Would it be possible to quote, exactly and in full, the lines from the one with "I understand that" through the end of the entries below?
Listed entries Start Marker
PR #348, opened 2022-04-28
ign -> gz Header Migration : ign-common

methylDragon:
See https://github.com/ignition-tooling/release-tools/issues/711


methylDragon:
This is pending the merge and nightly of `ign-math`

geospatial/include/CMakeLists.txt
```diff
@@ -0,0 +1,2 @@
+add_subdirectory(gz)
+install(DIRECTORY ignition DESTINATION ${IGN_INCLUDE_INSTALL_DIR_FULL})
```
chapulina, line 2: `geospatial` is a new component from Garden, so we don't need to add `ignition` headers and can go straight to `gz`, because no downstream users should be using it yet anyway.

One caveat is that our libraries are already using it, so one strategy we could take would be to keep `ignition/geospatial` while we're updating all libraries, and then remove it afterwards.

include/gz/common/Plugin.hh
```diff
@@ -0,0 +1,196 @@
+/*
```
chapulina, line 1: We're deprecating all the `*Plugin*` files from `ign-common` on Garden, in favor of using the `ign-plugin` library. So I think we don't need to add `gz` counterparts to it.

I'd be ok doing this in a separate PR, we don't even have `IGN_DEPRECATED` notices on them anyway.

include/ignition/common/detail/Plugin.hh
```diff
@@ -15,98 +15,4 @@
  *
  */
```
chapulina, line 17: Since the `detail` directories aren't part of the public API, I think we can just remove them. 

If `include/ignition/common/Plugin.hh` isn't including `include/ignition/common/detail/Plugin.hh`, no one else is.

This is valid for all libraries.

profiler/CMakeLists.txt
```diff
@@ -1,7 +1,10 @@
-
 add_subdirectory(src)
+# add_subdirectory(include)
```
chapulina, line 2: Should we do this instead of installing it below?

```suggestion
add_subdirectory(gz)
```

testing/include/ignition/common/testing/AutoLogFixture.hh
```diff
@@ -1,59 +1,18 @@
...
+ *
+ * Unless required by applicable law or agreed to in writing, software
+ * distributed under the License is distributed on an "AS IS" BASIS,
+ * WITHOUT WARRANTIES OR CONDITIONS OF ANY KIND, either express or implied.
+ * See the License for the specific language governing permissions and
+ * limitations under the License.
+ *
+ */
+
+#include <gz/common/testing/AutoLogFixture.hh>
```
chapulina, line 18: The `testing` component is also new on Garden, just like `geospatial`. So we don't need to provide `ignition/testing` headers.

chapulina (approved):
LGTM with green CI. My comments below can be addressed in follow-up PRs if that's easier.

profiler/CMakeLists.txt
methylDragon: I tried doing it that way at first, but I was getting an error:
```
Developer error: You are missing the file
  [.../ign_ws/src/ign-common/profiler/include/gz/common/config.hh.in]!
```

I suspect it's from the placement of the CMakeLists file or the fact that there's no further components inside. I didn't want to move the folder hierarchy around since there was a baze file as well :X

include/ignition/common/detail/Plugin.hh
methylDragon: Can I double check if this means that I delete all detail redirection headers across all libraries?

include/gz/common/Plugin.hh
methylDragon: Let's do this in a separate PR, so it can be tracked independently.

I'll track this in the issue here: https://github.com/ignitionrobotics/ign-common/issues/349
But I suspect I'll be focused on the other libraries.

geospatial/include/CMakeLists.txt
methylDragon: Might be neater to remove it during the namespace (or maybe the source) migration? I'm not sure :o

av/include/ignition/common/HWEncoder.hh
```diff
@@ -1,5 +1,5 @@
 /*
- * Copyright 2020 Martin Pecka
+ * Copyright (C) 2022 Open Source Robotics Foundation
```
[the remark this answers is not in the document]
methylDragon: https://github.com/ignitionrobotics/ign-common/pull/348/commits/df2ddf011ef7e669c81d6921b629a8a7723f919a

av/include/ignition/common/HWVideo.hh
```diff
@@ -1,5 +1,5 @@
 /*
- * Copyright 2020 Martin Pecka
+ * Copyright (C) 2022 Open Source Robotics Foundation
```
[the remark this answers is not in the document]
methylDragon: https://github.com/ignitionrobotics/ign-common/pull/348/commits/df2ddf011ef7e669c81d6921b629a8a7723f919a

include/ignition/common/detail/Plugin.hh
scpeters: > Since the `detail` directories aren't part of the public API, I think we can just remove them.
> 
> If `include/ignition/common/Plugin.hh` isn't including `include/ignition/common/detail/Plugin.hh`, no one else is.
> 
> This is valid for all libraries.

I disagree. These are installed header files, so they are part of the public API, and they are included from the header files not in the `detail` folder, though often from the bottom of the file so it is easy to miss:

* https://github.com/ignitionrobotics/ign-math/blob/ignition-math6_6.10.0/include/ignition/math/Box.hh#L224
* https://github.com/ignitionrobotics/ign-common/blob/ignition-common4_4.5.0/include/ignition/common/Plugin.hh#L194

I think it would be best to keep the redirection headers for all the contents of the `detail`  subfolders

chapulina: > These are installed header files, so they are part of the public API,

I understand that we've never explicitly declared our public API, and we should. But the reason that the `detail` directories exist is that they're not meant to be directly used by downstream. They're installed because of technicalities of the language which require those templates to be installed, but that's an implementation _detail_, not our API. And as such, we don't need to tick-tock them.

ROS QL1 packages [explicitly call this out](https://github.com/ros2/rclcpp/blob/master/rclcpp/QUALITY_DECLARATION.md#public-api-declaration-1iii). I ticketed this issue so we document this properly for Gazebo: 

* https://github.com/ignitionrobotics/docs/issues/248

> I think it would be best to keep the redirection headers for all the contents of the detail subfolders

Having them there wouldn't break anything, but those should be dead files that no one is using. I'd say that keeping them there sends the wrong message that those are part of our public API and subject to tick-tock.

geospatial/include/CMakeLists.txt
chapulina: I think any time after the header migration for all libraries should work, because none of the libraries should be using them anymore. So I'm fine either way. It's probably good to do it as a standalone PR for visibility. We just shouldn't forget to do it.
Listed entries End Marker
[Response for this exercise]:
I understand that we've never explicitly declared our public API, and we should. But the reason that the `detail` directories exist is that they're not meant to be directly used by downstream. They're installed because of technicalities of the language which require those templates to be installed, but that's an implementation _detail_, not our API. And as such, we don't need to tick-tock them.

ROS QL1 packages [explicitly call this out](https://github.com/ros2/rclcpp/blob/master/rclcpp/QUALITY_DECLARATION.md#public-api-declaration-1iii). I ticketed this issue so we document this properly for Gazebo: 

* https://github.com/ignitionrobotics/docs/issues/248

> I think it would be best to keep the redirection headers for all the contents of the detail subfolders

Having them there wouldn't break anything, but those should be dead files that no one is using. I'd say that keeping them there sends the wrong message that those are part of our public API and subject to tick-tock.

geospatial/include/CMakeLists.txt
chapulina: I think any time after the header migration for all libraries should work, because none of the libraries should be using them anymore. So I'm fine either way. It's probably good to do it as a standalone PR for visibility. We just shouldn't forget to do it.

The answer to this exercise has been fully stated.